On taking log on both sides

$\rm :\longmapsto\:logy = log {( {sin}^{ - 1} x)}^{x}$

$\rm :\longmapsto\:logy = x \: log {( {sin}^{ - 1} x)}$

$\: \: \: \: \: \: \: \: \: \: \: \: \: \red{\bigg \{ \because \: log( {x}^{y} ) = y \: logx \bigg \}}$

On differentiating both sides w. r. t. x, we get

$\rm :\longmapsto\:\dfrac{d}{dx} \: logy = \dfrac{d}{dx} \: x \: log {( {sin}^{ - 1} x)}$

We know,

$\red{\rm :\longmapsto\:\dfrac{d}{dx} log(x) = \dfrac{1}{x}}$

$\red{\rm :\longmapsto\:\dfrac{d}{dx} u.v = u \dfrac{d}{dx}v \: + \: v\dfrac{d}{dx}u}$

Using these Identities, we get

$\rm :\longmapsto\:\dfrac{1}{y}\dfrac{dy}{dx} = x \: \dfrac{d}{dx}log( {sin}^{ - 1}x) + log( {sin}^{ - 1}x)\dfrac{d}{dx}x$

$\rm :\longmapsto\:\dfrac{1}{y}\dfrac{dy}{dx} = x \:\dfrac{1}{ {sin}^{ - 1} x}\dfrac{d}{dx}( {sin}^{ - 1}x) + log( {sin}^{ - 1}x)$

We know,

$\red{\rm :\longmapsto\:\dfrac{d}{dx}x = 1}$

$\red{\rm :\longmapsto\:\dfrac{d}{dx} {sin}^{ - 1}x = \dfrac{1}{ \sqrt{1 - {x}^{2} } } }$

Using all, we get now

$\rm :\longmapsto\:\dfrac{1}{y}\dfrac{dy}{dx} = \dfrac{x}{ {sin}^{ - 1} x} \times \dfrac{1}{ \sqrt{1 - {x}^{2} } } + log( {sin}^{ - 1}x)$

$\rm :\longmapsto\:\dfrac{dy}{dx} = y\bigg(\dfrac{x}{ {sin}^{ - 1}x \: \sqrt{1 - {x}^{2} } } + log( {sin}^{ - 1}x)\bigg)$

$\rm :\longmapsto\:\dfrac{dy}{dx} = {( {sin}^{ - 1} x)}^{x} \bigg(\dfrac{x}{ {sin}^{ - 1}x \: \sqrt{1 - {x}^{2} } } + log( {sin}^{ - 1}x)\bigg)$

Shortcut

$\rm :\longmapsto\:\dfrac{d}{dx} {f}^{g}$

where f and g both are function of x or either function of x or y.

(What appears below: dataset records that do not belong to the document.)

PR #832, opened 2023-02-09
Fix sending diagnostics on error or panic

gandarez:


cmd/run.go
```diff
@@ -272,7 +272,7 @@ func runCmd(v *viper.Viper, verbose bool, sendDiagsOnErrors bool, cmd cmdFn) int
 		resetLogs()
 
 		if verbose && sendDiagsOnErrors {
```
alanhamlett, line 274: Oops, this line should just be `if verbose {`

cmd/run.go
```diff
@@ -255,7 +255,7 @@ func runCmd(v *viper.Viper, verbose bool, sendDiagsOnErrors bool, cmd cmdFn) int
 			resetLogs()
 
 			if verbose {
```
alanhamlett, line 257: This should be `if verbose && sendDiagsOnErrors {`

alanhamlett (approved):

PR #835, opened 2023-02-15
Add more linters and address related issues

hezhizhen:


hezhizhen:
Close https://github.com/wakatime/wakatime-cli/pull/834 with correct branch name

hezhizhen:
I need some help to pass unit tests on Windows @alanhamlett @gandarez

alanhamlett:
I re-ran that test and it passed the second time. On Windows, sometimes the GitHub Action fails to install the linter and we just re-run it.

hezhizhen:
> I re-ran that test and it passed the second time. On Windows, sometimes the GitHub Action fails to install the linter and we just re-run it.

Thanks.

alanhamlett:
LGTM, but I'll wait for @gandarez to make the final decision before merging.

.golangci.yml
```diff
@@ -15,10 +15,15 @@ linters:
     - gofmt
     - goimports
     - gosec
+    - gosimple
     - misspell
     - nestif
     - revive
     - testpackage
+    - unconvert
+    - unparam
```
gandarez: Unused params is already set using `revive:unused-parameter`

.golangci.yml
```diff
@@ -15,10 +15,15 @@ linters:
     - gofmt
     - goimports
     - gosec
+    - gosimple
```
gandarez: It's enabled by default, so don't need to explicitly set here.

.golangci.yml
```diff
@@ -15,10 +15,15 @@ linters:
...
     - misspell
     - nestif
     - revive
     - testpackage
+    - unconvert
+    - unparam
+    - unused
```
gandarez: It's enabled by default, so don't need to explicitly set here.

gandarez (changes requested):

hezhizhen:
I removed the 3 linters. @gandarez

gandarez (approved):

PR #852, opened 2023-03-01
Release v1.68.3

alanhamlett:
Changelog:
- Bump regexp2 to v1.8.1 #847
- Save heartbeats to offline db even when api key invalid #851


gandarez (approved):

$\rm \: \: = \: {f}^{g}\bigg(\dfrac{g}{f} \dfrac{d}{dx}f \: + \: logf \: \dfrac{d}{dx}g\bigg)$

For example,

$\rm :\longmapsto\:\dfrac{d}{dx} {x}^{x}$

$\rm \: \: = \: {x}^{x}\bigg(\dfrac{x}{x} \dfrac{d}{dx}x + log(x)\dfrac{d}{dx}x \bigg)$

$\rm \: \: = \: {x}^{x}(1 + logx)$